From sunblock to softblock: Analyzing the correlates of neology in published writing and on social media

Abstract

Living languages are shaped by a host of conflicting internal and external evolutionary pressures. While some of these pressures are universal across languages and cultures, others differ depending on the social and conversational context: language use in newspapers is subject to very different constraints than language use on social media. Prior distributional semantic work on English word emergence (neology) identified two factors correlated with creation of new words by analyzing a corpus consisting primarily of historical published texts (Ryskina et al., 2020, arXiv:2001.07740). Extending this methodology to contextual embeddings in addition to static ones and applying it to a new corpus of Twitter posts, we show that the same findings hold for both domains, though the topic popularity growth factor may contribute less to neology on Twitter than in published writing. We hypothesize that this difference can be explained by the two domains favouring different neologism formation mechanisms.

Figures (4)

• Figure 1: Experimental comparison between the neighbourhoods of neologisms (blue bars) and control words (red bars) in the published writing domain.
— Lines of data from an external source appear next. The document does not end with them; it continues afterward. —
Issue #9405, opened 2026-07-31
unresolvable sync conflict in webDAV-sync💥


rhabarberbarberah:
Hey there, I am using super-productivity for a while now -- also using the webDAV-sync to sync over my nextcloud to my android-device.
In the android-app I recently encountered a sync conflict, that does not seem to be solvable in the usual way.
Here's the error-message:

<img width="1080" height="334" alt="Image" src="https://github.com/user-attachments/assets/8dfb5e9c-b4a8-42e2-b295-1eda72de49a1" />

unfortunately I can't give direct instructions on how to reproduce the issue, since I've not been 100% able to figure out, which task is actually causing the conflict.

The major issue is, that I can't use the in-app-tools ("review sync conflicts") to resolve it, since the conflict-list remains empty.

From the message I assumed, that it is tied to a recurring task (which I discovered & set up recently)

I am thankful for any help in that context. either a workaround I can use to get the sync back online, or an actual fix for the issue.

### URL
https://localhost/#/tag/TODAY/tasks

### Meta Info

The three plots in each row correspond to three measures: the number of historical neighbours a word has (left), how monotonically these neighbours grow in frequency (centre), and the linear regression slope of their growth (right). The x-axis on all plots corresponds to the neighbourhood size (defined by the cosine similarity threshold $\tau$). The top and bottom rows show the results with the static Word2Vec embeddings and the contextual RoBERTa embeddings respectively. Error bars represent standard error over words. The number of asterisks above a pair of bars indicates the statistical significance of their difference per Wilcoxon signed-rank test: *** for $p < 0.001$, ** for $0.001 \leq p < 0.01$, * for $0.01 \leq p < 0.05$, none for $p \geq 0.05$.
• Figure 2: Experimental comparison between the neighbourhoods of neologisms (blue bars) and control words (red bars) in the Twitter domain. The three plots in each row correspond to three measures: the number of historical neighbours a word has (left), how monotonically these neighbours grow in frequency (centre), and the linear regression slope of their growth (right). The x-axis on all plots corresponds to the neighbourhood size (defined by the cosine similarity threshold $\tau$). The top and bottom rows show the results with the static Word2Vec embeddings and the contextual RoBERTa embeddings respectively. Error bars represent standard error over words. The number of asterisks above a pair of bars indicates the statistical significance of their difference per Wilcoxon signed-rank test: *** for $p < 0.001$, ** for $0.001 \leq p < 0.01$, * for $0.01 \leq p < 0.05$, none for $p \geq 0.05$.
• Figure 3: Experimental comparison between the neighbourhoods of neologisms (blue bars) and control words (red bars) in the published writing domain. Results are reported for 755 neologism--control pairs created from the original, non-filtered neologism list of 1000 candidate neologisms. The three plots in each row correspond to three measures: the number of historical neighbours a word has (left), how monotonically these neighbours grow in frequency (centre), and the linear regression slope of their growth (right). The x-axis on all plots corresponds to the neighbourhood size (defined by the cosine similarity threshold $\tau$). The top and bottom rows show the results with the static Word2Vec embeddings and the contextual RoBERTa embeddings respectively. Error bars represent standard error over words.
• Figure 4: Experimental comparison between the neighbourhoods of neologisms (blue bars) and control words (red bars) in the Twitter domain. Results are reported for 451 neologism--control pairs created from the original, non-filtered neologism list of 938 candidate neologisms. The three plots in each row correspond to three measures: the number of historical neighbours a word has (left), how monotonically these neighbours grow in frequency (centre), and the linear regression slope of their growth (right). The x-axis on all plots corresponds to the neighbourhood size (defined by the cosine similarity threshold $\tau$). The top and bottom rows show the results with the static Word2Vec embeddings and the contextual RoBERTa embeddings respectively. Error bars represent standard error over words.